A panel of multiple resistance Gram-positive and Gram-negative pathogens listed in Figure 2 and Figure 3 was used to evaluate the antibacterial activity of marinopyrrole derivatives with vancomycin as a positive control. Except for those marked with WHO, all pathogens were isolated between 2008 and 2010 in hospitals located in Beijing, Guangzhou, Sichuan, Shandong, and Jiangsu Province. The minimum inhibitory concentration (MIC) was determined as the lowest concentration of antibiotic that inhibited visible bacterial growth by the guidelines of the Clinical and Laboratory Standards Institute [25]. The concentrations of a marinopyrrole derivative are 128, 64, 32, 16, 8, 4, 2, 1, 0.5, 0.25, 0.125, 0.06, 0.03, 0.015, and 0.008 μg/mL.

4. Conclusions

This article describes optimization of general synthetic routes to access novel symmetrical marinopyrrole derivatives and evaluation of their in vitro antibacterial activity against a panel of Gram-positive pathogens including MRSA. The efforts were focused on improving antibacterial potency with chemistry focused on synthetic strategy and route optimization. The optimized methods paved the way towards diverse sets of both symmetrical and potentially non-symmetrical marinopyrroles.
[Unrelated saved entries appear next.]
PR #53, opened 2020-12-15
Implement `getrevocationtxs`

darosior:
This implements the `getrevocationtxs` RPC, as well as a few database interface stuff and fixes the documentation (~~but not yet the implem!~~ now implemented) for the vault identifier.

~~I'll add some tests tomorrow but you can already give it a look, i tested it manually :tm:~~ Added a functional test

### DIFF
--- a/doc/API.md
+++ b/doc/API.md
@@ -130,7 +130,8 @@ vault with the given deposit `txid`.
 ### `getrevocationtxs`
 
 The `getrevocationtxs` RPC Command builds and returns the revocation transactions
-corresponding to a given vault.
+corresponding to a given vault. The call will fail if the `outpoint` does not refer to a
+known and confirmed ([`funded`](#vault-statuses)) vault.
 
 #### Request
 
@@ -235,7 +236,7 @@ amount of the output.
   | +------sig---------> |                          |
   |                      |                          |
   | <+sign unvault_emer+ |                          |
-  | +------------------> |                          |
+  | +------sig---------> |                          |
   |                      | +---revocationtxs------> |
   |                      |                          |
   +                      | +--+listvaults secure+-> |  // check if the watchtowers has the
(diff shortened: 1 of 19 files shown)


darosior:
So the next suspect will be https://github.com/re-vault/revaultd/blob/master/doc/API.md#getonchaintxs, which will need the db interface anyways so dead code won't last :)

src/daemon/database/interface.rs
```diff
@@ -184,65 +192,197 @@ pub struct DbVault {
     pub derivation_index: ChildNumber,
 }
 
+fn vault_from_row(row: &Row) -> rusqlite::Result<DbVault> {
```
edouardparis, line 195: May I suggest:

```rust
impl TryFrom<&Row<'_>> for DbVault {
    type Error = rusqlite::Error;
    fn try_from(row: &Row) -> Result<Self, Self::Error> {
```
then 
```diff
-         vault_from_row,
+        |row: &Row| row.try_into(),
```

doc/API.md
```diff
@@ -92,14 +92,14 @@ Note that the `scriptPubKey` is implicitly known as we have the vault output Min
...
 
 #### Request
 
-| Parameter | Type         | Description                                                                                     |
-| --------- | ------------ | ----------------------------------------------------------------------------------------------- |
-| `status`  | string array | Vault status -- optional, see [vault statuses](#vault-statuses) for possible values             |
-| `txids`   | string array | Vault IDs -- optional, filter the list with the given vault IDs                                 |
+| Parameter   | Type         | Description                                                                                     |
+| ----------- | ------------ | ----------------------------------------------------------------------------------------------- |
+| `status`    | string array | Vault status -- optional, see [vault statuses](#vault-statuses) for possible values             |
```
edouardparis, line 101: nit: order fields

src/daemon/database/interface.rs
darosior: You may :p 
Addressed!

doc/API.md
darosior: Addressed..

darosior:
Ok, i think it's now gtg

edouardparis (approved):
ACK 4c7c1e637ec7c579491bb69ea4a4ab5d3c138eaa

The new route circumvented the low yields due to the formation of byproduct oxazepine 5 encountered from our first total synthesis [12]. The parent compound, (±)-marinopyrrole A, not only showed potent activity comparable to that of vancomycin against MRSA and MRSE, but also exhibited higher potency (64–128 fold) than vancomycin against moderately resistant VRE (Figure 2). SAR studies of derivatives have clearly demonstrated that the tetrachloro substituents on the pyrrole rings, hydroxyl groups in the ortho position and an electron-withdrawing group in the meta or para position on the phenyl rings are important for achieving potent antibacterial activity against the Gram-positive pathogens tested. Of particular interest, the best compound 33 showed 63–125 fold, eight-fold and four-fold more potent than vancomycin, in addition to 31 fold, four-fold and four-fold more potent than the parent marinopyrrole A (1), against MRSE, MSSA and MRSA, respectively (Figure 3). These results provide useful information for further optimization in the search for new-generation antibiotics against MRSA, MRSE and other pathogens. In summary, we have designed and optimized synthetic routes to access novel marinopyrrole derivatives. The SAR studies led to 33—a compound with superior antibiotic activity to that of vancomycin against a broad spectrum of Gram-positive pathogens. Design and synthesis of novel non-symmetrical and symmetrical marinopyrroles are actively ongoing with four patent applications being filed. Their activity, selectivity, and ADME/tox data will be published in due course.